Collect, Measure, Repeat: Reliability Factors for Responsible AI Data Collection

The rapid entry of machine learning approaches in our daily activities and high-stakes domains demands transparency and scrutiny of their fairness and reliability. To help gauge machine learning models' robustness, research typically focuses on the massive datasets used for their deployment, e.g., creating and maintaining documentation for understanding their origin, process of development, and ethical considerations. However, data collection for AI is still typically a one-off practice, and oftentimes datasets collected for a certain purpose or application are reused for a different problem. Additionally, dataset annotations may not be representative over time, contain ambiguous or erroneous annotations, or be unable to generalize across issues or domains. Recent research has shown these practices might lead to unfair, biased, or inaccurate outcomes. We argue that data collection for AI should be performed in a responsible manner where the quality of the data is thoroughly scrutinized and measured through a systematic set of appropriate metrics. In this paper, we propose a Responsible AI (RAI) methodology designed to guide the data collection with a set of metrics for an iterative in-depth analysis of the factors influencing the quality and reliability} of the generated data. We propose a granular set of measurements to inform on the internal reliability of a dataset and its external stability over time. We validate our approach across nine existing datasets and annotation tasks and four content modalities. This approach impacts the assessment of data robustness used for AI applied in the real world, where diversity of users and content is eminent. Furthermore, it deals with fairness and accountability aspects in data collection by providing systematic and transparent quality analysis for data collections.

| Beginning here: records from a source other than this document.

PR #6806, opened 2020-12-03
Wizard: do not ask seed type, default to segwit

ecdsa:
segwit addresses are widely supported today.


SomberNight:
Note that we will need this screen again with taproot, as witness v1 looks to be breaking compat for the address format.
Also note that while much less prevalent now, there are still one or two well known services not supporting sending to witness v0 - although maybe we can now ignore them at this point.

How about putting a checkbox/radios/dropdown into the "Options" dialog?
Capture

ecdsa:
>  How about putting a checkbox/radios/dropdown into the "Options" dialog?

We will see later if we need that screen again for taproot, and if it can be replaced with more choices in the options dialog. 
For the moment I think we should not bother.

Issue #7660, opened 2022-02-15
message signature verification


massmux:
if creating a message signature with bluewallet or sparrow, electrum always returns signature invalid. i've tested both from the program and from the python libs.

massmux:
So at the moment it is not possible to verify bluewallet generated message signatures for p2wpkh addresses on electrum. is it correct? when do you predict this can be included in electrum?

Issue #3861, opened 2018-02-06
Segwit message signing is not compatible with other software


SomberNight:
AFAICT there is no clear consensus how to sign messages with segwit addresses (txin type of `p2wpkh-p2sh` and `p2wpkh`)

We do one thing, and Trezor does something else. Bitcoin Core so far has this disabled.
Maybe we could transition to what Trezor does, in a way that:
- signatures created by new Electrum
    - can be verified by new Electrum software, but not verified by old
- signatures created by old Electrum
    - can be verified by both new and old Electrum

-----

Electrum issue/commit
- https://github.com/spesmilo/electrum/issues/2977#issuecomment-350341771
- https://github.com/spesmilo/electrum/commit/e299df7b82f626f669098ccc0dbe041934d72d86

Bitcoin Core issue
 - https://github.com/bitcoin/bitcoin/issues/10542#issuecomment-316032523

Trezor issue/commit/tests
- https://github.com/trezor/trezor-mcu/issues/169#issuecomment-315850302
- https://github.com/trezor/trezor-mcu/commit/b5f9a5738f558002c3c41d67ff8230483a98047d
- https://github.com/trezor/python-trezor/commit/11b686a9f2b4cb3a1d53e50390c61b9e2c607fb2
- https://github.com/trezor/trezor-firmware/blob/2ce1e6ba7dbe5bbaeeb336fff0a038e59cb40ef8/tests/device_tests/bitcoin/test_signmessage.py

gribble PR doing what Electrum does
- https://github.com/nanotube/supybot-bitcoin-marketmonitor/pull/80

ecdsa:
I don't mind following what trezor does. 
The only drawback is that we might have to change it again if Core introduces a new method

matejcik:
at the moment Trezor-generated signatures will fail to verify in Electrum because how `from_signature65` decodes it. That's probably worth fixing, without touching the other parts.

Giszmo:
Is there any consensus yet on test vectors?

SomberNight:
There have been two related new BIPs submitted in recent months:
- [BIP-0322](https://github.com/bitcoin/bips/blob/master/bip-0322.mediawiki) which is a very generic scheme for which I don't foresee widespread support anytime soon (although there is a pending [Bitcoin Core PR](https://github.com/bitcoin/bitcoin/pull/16440))
[...]

PR #7668, opened 2022-02-16
signmessage: also accept Trezor-type sigs for p2wpkh and p2wpkh-p2sh addrs

SomberNight:
see https://github.com/spesmilo/electrum/issues/3861:
> there is no clear consensus how to sign messages with segwit addresses (txin type of `p2wpkh-p2sh` and `p2wpkh`)
> We do one thing, and Trezor does something else. Bitcoin Core has this disabled.

This PR only changes the signature verification we do:
- the signatures we create are unchanged,
- but we now also accept signatures created by Trezor and others.

closes https://github.com/spesmilo/electrum/issues/3861
closes https://github.com/spesmilo/electrum/issues/7660

### DIFF
--- a/electrum/ecc.py
+++ b/electrum/ecc.py
@@ -173,19 +173,34 @@ class ECPubkey(object):
         return ECPubkey._from_libsecp256k1_pubkey_ptr(pubkey)
 
     @classmethod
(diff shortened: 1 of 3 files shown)


massmux:
I tested this patched branch and works as a charm. Anxious to see it merged into the main branch

PR #7674, opened 2022-02-18
Separate reestablish_channel and on_channel_reestablish.

ecdsa:
all messages are sent in reestablish_channel
 on_channel_reestablish will not be cancelled if the connection is closed
 revert 57583c05cf0a4e083801e375421ded77f44e113f

### DIFF
--- a/electrum/lnpeer.py
+++ b/electrum/lnpeer.py
@@ -65,7 +65,7 @@ class Peer(Logger):
     LOGGING_SHORTCUT = 'P'
 
     ORDERED_MESSAGES = (
-        'accept_channel', 'funding_signed', 'funding_created', 'accept_channel', 'channel_reestablish', 'closing_signed')
+        'accept_channel', 'funding_signed', 'funding_created', 'accept_channel', 'closing_signed')
     SPAMMY_MESSAGES = (
         'ping', 'pong', 'channel_announcement', 'node_announcement', 'channel_update',)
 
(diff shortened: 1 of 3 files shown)


electrum/lnpeer.py
```diff
@@ -1050,27 +981,108 @@ def are_datalossprotect_fields_valid() -> bool:
...
+            self.logger.warning(
+                f"channel_reestablish ({chan.get_id_for_log()}): "
+                f"remote is ahead of us! They should force-close. Remote PCP: {bh2u(their_local_pcp)}")
             # data_loss_protect_remote_pcp is used in lnsweep
             chan.set_data_loss_protect_remote_pcp(their_next_local_ctn - 1, their_local_pcp)
             self.lnworker.save_channel(chan)
             chan.peer_state = PeerState.BAD
-            return
-        elif we_are_ahead:
+            raise RemoteMisbehaving("remote ahead of us")
```
SomberNight, line 999: What if we haven't sent `channel_reestablish` yet? If we immediately disconnect, the remote won't know they are ahead.

ecdsa: right. note that I replaced the `Future` with a `Queue`
To address that case, we could revert to a `Future` and use `set_exception` instead of raising

SomberNight: ok, I guess that's a convincing argument for a Future here.
It also justifies breaking the homogeneity between the error cases; we could `set_exception` on this line and 4 lines below, and add a comment that it is to wait until `channel_reestablish` is sent.

ecdsa: fixed in 395911b08651639593c9f90a3401f0c19b6d23a7

PR #7681, opened 2022-02-25
create chmod aware of XDG_RUNTIME_DIR

scgbckbone:
`chmod` is not implemented in `XDG_RUNTIME_DIR` created by pam_systemd (tmpfs)

I use this directory for testing. I do not think people should use this as after logout directory is wiped.

I tried to find a better and more general way to decide whether file is stored in tmpfs only from its path using standard POSIX tools, yet was not able - maybe some of you can help here.

Resources:
http://liupeng0518.github.io/2018/06/28/linux/linux-tmpfs/
https://unix.stackexchange.com/questions/162900/what-is-this-folder-run-user-1000

### DIFF
--- a/electrum/util.py
+++ b/electrum/util.py
@@ -1132,6 +1132,7 @@ def read_json_file(path):
         raise FileImportFailed(e)
     return data
 
+
 def write_json_file(path, data):
     try:
         with open(path, 'w+', encoding='utf-8') as f:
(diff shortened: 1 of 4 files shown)


electrum/util.py
```diff
@@ -1141,13 +1142,25 @@ def write_json_file(path, data):
         raise FileExportFailed(e)
 
 
+def os_chmod(path, mode):
+    """chmod aware of tmpfs"""
+    try:
+        os.chmod(path, mode)
+    except OSError as e:
+        xdg_runtime_dir = os.environ.get("XDG_RUNTIME_DIR", None)
+        if xdg_runtime_dir and xdg_runtime_dir in path:
```
SomberNight, line 1151: The string contains/"in" keyword does not look robust.

maybe something like this instead?
`standardize_path(path).startswith(standardize_path(xdg_runtime_dir)+os.sep)`

maybe it might be worth creating a separate helper function for this, e.g. `is_subpath`

electrum/util.py
```diff
@@ -1141,13 +1142,25 @@ def write_json_file(path, data):
...
+            print("Tried to chmod in tmpfs. Skipping...", e)
```
SomberNight, line 1152:
```suggestion
            _logger.info(f"Tried to chmod in tmpfs. Skipping... {e!r}")
```

SomberNight:
Merged manually in https://github.com/spesmilo/electrum/commit/b5d2b3c51297058fd68a920414ca2dae52f8a70a
Thanks for the contribution.

PR #7682, opened 2022-02-25
add ability to import multisig wallet to Coldcard via USB

scgbckbone:
Was not sure how to add new messages to translations - so I have not added them.


electrum/plugins/coldcard/qt.py
```diff
@@ -1,19 +1,15 @@
-import time, os
```
scgbckbone, line 1: removed unused imports

electrum/plugins/coldcard/qt.py
```diff
@@ -47,23 +47,58 @@ def show_address(keystore=keystore):
...
+        if not coldcard_keystores:
             # doesn't involve a Coldcard wallet, hide feature
             return
 
-        btn = QPushButton(_("Export for Coldcard"))
-        btn.clicked.connect(lambda unused: self.export_multisig_setup(main_window, wallet))
+        btn_export = QPushButton(_("Export multisig for Coldcard as file"))
+        btn_export.clicked.connect(lambda unused: self.export_multisig_setup(main_window, wallet))
+        buttons.append(btn_export)
+        btn_import_usb = QPushButton(_("Import multisig to Coldcard via USB"))
```
scgbckbone, line 68: Button texts are kind of long - but imo more comprehensible

scgbckbone:
what do you think @SomberNight ? I'd say it is ready...

electrum/gui/qt/main_window.py
```diff
@@ -2578,10 +2578,13 @@ def label(idx, ks):
             vbox.addWidget(ks_stack)
 
         vbox.addStretch(1)
-        btn_export_info = run_hook('wallet_info_buttons', self, dialog)
```
scgbckbone, line 2581: same as in https://github.com/spesmilo/electrum/pull/7682/files - we need an ability to add multiple wallet info buttons

scgbckbone:
merged current master in and tested import via USB. This is very helpful for devs that do not want to handle sd cards all the time - would be nice if it can go in @SomberNight @doc-hex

翻译：机器学习方法迅速融入日常活动及高风险领域，要求对其公平性与可靠性保持透明并接受审视。为评估机器学习模型的稳健性，研究通常聚焦于部署所用的大规模数据集，例如创建并维护文档以理解其来源、开发流程及伦理考量。然而，当前人工智能的数据采集仍多为一次性实践，且针对特定目的或应用收集的数据集常被复用于不同问题。此外，数据集标注可能随时间推移失去代表性，包含模糊或错误标注，抑或无法跨问题或领域泛化。近年研究表明，此类实践可能导致不公平、有偏见或不准确的结果。我们主张，人工智能的数据采集应以负责任的方式进行，通过一套系统性指标对数据质量进行彻底审视与度量。本文提出一种负责任人工智能（RAI）方法论，旨在通过一组度量指标指导数据采集，对影响生成数据质量与可靠性的因素进行迭代深度分析。我们提出一套细粒度测量方案，以揭示数据集的内部可靠性及其随时间变化的外部稳定性。该方法在九个现有数据集与标注任务、四种内容模态中得到验证。其意义在于，在用户与内容多样性显著的真实世界人工智能应用中，提升了数据稳健性的评估能力。此外，该方法通过提供系统性、透明的数据质量分析，应对数据采集中的公平性与问责性挑战。